URL: http://www.ppmi-info.org/

Resource Type: Resource, organization portal, database, biomaterial supply resource, consortium, portal, material resource, clinical trial, data or information resource

An observational longitudinal clinical study partnership to identify and validate biomarkers of Parkinson disease (PD) progression and provide easy and open web-based access to the comprehensive set of correlated clinical data and biospecimens, information, and biosamples acquired from PD and age and gender matched healthy control subjects to the research community.

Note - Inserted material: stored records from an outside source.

PR #2808, opened 2025-02-21
Fix firewall cr creation

maciejriedl:
While testing gcpfirewalls cr creation inside ingress-gce we encountered an issue when Allow - TPC:all rule is requested.

The former implementation would create a cr with Allow:all instead, which is a violation of the specification:
https://cloud.google.com/kubernetes-engine/docs/concepts/firewall-rules#ingress-fws

### DIFF
--- a/pkg/firewalls/firewalls_test.go
+++ b/pkg/firewalls/firewalls_test.go
@@ -131,12 +131,29 @@ func TestFirewallPoolSyncSrcRanges(t *testing.T) {
 func TestFirewallPoolSyncPorts(t *testing.T) {
 	fwp := NewFakeFirewallsProvider(false, false)
 	fwClient := firewallclient.NewSimpleClientset()
-	fp := NewFirewallPool(fwp, defaultNamer, srcRanges, portRanges(), klog.TODO())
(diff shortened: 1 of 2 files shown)


pkg/firewalls/firewalls_test.go
```diff
@@ -131,13 +131,30 @@ func TestFirewallPoolSyncSrcRanges(t *testing.T) {
...
 
 	if err := fp.Sync(nodes, nil, nil, true); err != nil {
 		t.Fatal(err)
 	}
+	verifyFirewallRule(fwp, ruleName, nodes, srcRanges, emptyPortRanges, t)
+
+	if err := fcrp.Sync(nodes, nil, nil, true); err != nil {
+		t.Fatal(err)
+	}
+	verifyFirewallCR(fwClient, ruleName, srcRanges, emptyPortRanges, true, t)
```
swetharepakula, line 149: Should there be a corresponding change in the verify firewall CR that checks for the tcp:all?

swetharepakula (commented):
Can you add some context in the commit message of why this change is necessary and in what situations this applies?

Thanks!

swetharepakula (commented):
/lgtm
/approve

PR #2809, opened 2025-02-21
Look for correct neg when using multi-networking

swetharepakula:
Multi-networking and multi subnet clusters are currently incompatible features and approach neg naming differently. Therefore, ensure that the neg syncer understands which naming scheme to use and how to detect multi-networking versus multi subnet clusters correctly

/assign @gauravkghildiyal 
/assign @mmamczur

### DIFF
--- a/pkg/neg/syncers/transaction.go
+++ b/pkg/neg/syncers/transaction.go
@@ -255,8 +255,10 @@ func (s *transactionSyncer) syncInternal() error {
 }
 
 func (s *transactionSyncer) syncInternalImpl() error {
-	if s.syncer.IsStopped() || s.syncer.IsShuttingDown() {
-		s.logger.V(3).Info("Skip syncing NEG", "negSyncerKey", s.NegSyncerKey.String())
+	isStopped := s.syncer.IsStopped()
+	isShuttingDown := s.syncer.IsShuttingDown()
+	if isStopped || isShuttingDown {
+		s.logger.Info("Skip syncing NEG", "negSyncerKey", s.NegSyncerKey.String(), "syncerStopped", isStopped, "syncerShuttingDown", isShuttingDown)
 		return nil
 	}
 	if s.needInit || s.isZoneChange() {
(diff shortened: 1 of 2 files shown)


pkg/neg/syncers/transaction_test.go
```diff
@@ -507,6 +507,68 @@ func TestTransactionSyncNetworkEndpointsMSC(t *testing.T) {
...
+	if err != nil {
+		t.Fatalf("failed to initialize transaction syncer: %v", err)
+	}
+
+	// Start syncer without starting syncer goroutine
+	(transactionSyncer.syncer.(*syncer)).stopped = false
+	if err := transactionSyncer.ensureNetworkEndpointGroups(); err != nil {
+		t.Errorf("Expect error == nil, but got %v", err)
+	}
+	// var targetPort string
```
mmamczur, line 529: remove the commented code?

pkg/neg/syncers/transaction.go
```diff
@@ -256,7 +256,7 @@ func (s *transactionSyncer) syncInternal() error {
 
 func (s *transactionSyncer) syncInternalImpl() error {
 	if s.syncer.IsStopped() || s.syncer.IsShuttingDown() {
-		s.logger.V(3).Info("Skip syncing NEG", "negSyncerKey", s.NegSyncerKey.String())
+		s.logger.Info("Skip syncing NEG", "negSyncerKey", s.NegSyncerKey.String(), "syncerStopper", s.syncer.IsStopped(), "syncerShuttingDown", s.syncer.IsShuttingDown())
```
mmamczur, line 259: "syncerStopper" -> "syncerStopped"?

pkg/neg/syncers/transaction_test.go
swetharepakula: fixed. Thanks for catching!

pkg/neg/syncers/transaction.go
swetharepakula: fixed. Thanks for catching!

pkg/neg/syncers/transaction.go
```diff
@@ -256,7 +256,7 @@ func (s *transactionSyncer) syncInternal() error {
 
 func (s *transactionSyncer) syncInternalImpl() error {
 	if s.syncer.IsStopped() || s.syncer.IsShuttingDown() {
-		s.logger.V(3).Info("Skip syncing NEG", "negSyncerKey", s.NegSyncerKey.String())
+		s.logger.Info("Skip syncing NEG", "negSyncerKey", s.NegSyncerKey.String(), "syncerStopped", s.syncer.IsStopped(), "syncerShuttingDown", s.syncer.IsShuttingDown())
```
gauravkghildiyal, line 259: Thanks, this is a useful log message.

This may be overthinking, but should we record the state returned by the functions in a variable, and then log the variables? Basically trying to avoid a confusing scenario where the two independent executions returned a different result and our log message ends up confusing us.

gauravkghildiyal (commented):
Thanks!
Looks good, just one minor comment

pkg/neg/syncers/transaction.go
swetharepakula: Good catch! The lock should be held when this is run, so this should be safe, but making the change is better to make sure the future refactors don't report incorrectly

gauravkghildiyal: Thanks for incorporating the suggestion. I believe we missed updating the condition to use the variable, right? (to make sure both the condition and log are based on the same source of truth)

gauravkghildiyal:
Thanks :)

/lgtm

pkg/neg/syncers/transaction.go
swetharepakula: Thanks for catching! Should be fixed now.

PR #2810, opened 2025-02-21
Update ProviderConfig CRD types

panslava:
/assign @gauravkghildiyal


pkg/multiproject/gce/gce_test.go
```diff
@@ -165,9 +165,11 @@ subnetwork-name = default-subnetwork
 				Spec: v1.ProviderConfigSpec{
 					ProjectID:     "providerconfig-project-id",
 					ProjectNumber: 654321,
-					NetworkConfig: &v1.NetworkConfig{
-						Network:           "providerconfig-network-url",
-						DefaultSubnetwork: "providerconfig-subnetwork-url",
+					NetworkConfig: v1.ProviderNetworkConfig{
+						Network: "providerconfig-network-url",
```
gauravkghildiyal, line 169: nit: I suspect in the actual Object, this may not be a URL, so perhaps good to change the test to correctly reflect that.

gauravkghildiyal (commented):
Looks good, just one minor nit.

pkg/multiproject/gce/gce_test.go
gauravkghildiyal: Update: I'm trying to ensure that we get a full path here for both the network and subnet. So do make sure if you need to extract just the name, it's taken care of. Let's tackle that in a separate PR.

PR #2811, opened 2025-02-24
script: Use instance zone instead of cluster location in setup-local script

arvindbr8:
Fixes a bug that prevented the script from working with regional clusters. 

Previously, the script incorrectly used the cluster's region as the instance group zone. This change now extracts the correct zone from the instance group's URL, ensuring compatibility with regional clusters.

### DIFF
--- a/hack/setup-local.sh
+++ b/hack/setup-local.sh
@@ -78,4 +78,4 @@ node-tags = ${nodeTag}
 local-zone = ${zone}
 EOF
 
-echo "Run glbc with hack/run-glbc.sh"
+echo "Run glbc with hack/run-local-glbc.sh"
--- a/hack/setup-local.sh
+++ b/hack/setup-local.sh
@@ -15,12 +15,6 @@ parseCluster() {
     project=$(echo ${selfLink} | sed 's+.*/projects/\([-a-z0-9]*\)/.*+\1+')
 }
 
-parseInstance() {
-    local name=$1
-    # Globals.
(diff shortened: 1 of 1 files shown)


hack/setup-local.sh
```diff
@@ -37,7 +31,7 @@ if [ -z "$clusterLocation" ]; then
 else
     clusters=$(gcloud container clusters list --format="${fmt}" --filter="name:${clusterName} location:${clusterLocation}")
 fi
-if [ $(echo "${cluster}" | wc -l) -gt 1 ]; then
+if [ "$(echo "${clusters}" | wc -l)" -gt 1 ]; then
```
gauravkghildiyal, line 34: nit: Maybe change the variables to "cluster" since we really want this to have one value and use it in that manner in the rest of the script.

gauravkghildiyal (commented):
Thank you for the improvement

hack/setup-local.sh
arvindbr8: Makes sense. A followup to that: why do we use a `gcloud container clusters list`, instead of `gcloud container clusters describe`?  That way we can get rid of the `-gt 1` check and check for $? instead?

gauravkghildiyal: I can only guess that maybe someone thought the --filter only works when you list. I agree it's not needed.

gauravkghildiyal: I'll go ahead with the submit for now and any nitpicks we can address separately. Overall I still this this is a functionally sound change.

arvindbr8:
Thanks for the review @gauravkghildiyal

The data and specimens have been collected in a standardized manner under strict protocols and includes clinical (demographic, motor and non-motor, cognitive and neurobehavioral), imaging (raw and processed MRI, SPECT and DAT), and blood chemistry and hematology subject assessments and biospecimen inventories (serum, plasma, whole blood, CSF, DNA, RNA and urine). All data are de-identified to protect patient privacy. PPMI will be carried out over five years at 21 clinical sites in the United States and Europe and requires the participation of 400 Parkinson's patients and 200 control participants. The PPMI database provides researchers with access to correlated clinical and imaging data, along with annotated biospecimens, all available within an open access system that encourages data sharing (http://www.ppmi-info.org/access-data-specimens/). The website hosts an Ongoing Analysis section to keep the scientific community apprised of analyses being completed, in hopes of stimulating collaborations between researchers who are using PPMI data and specimens.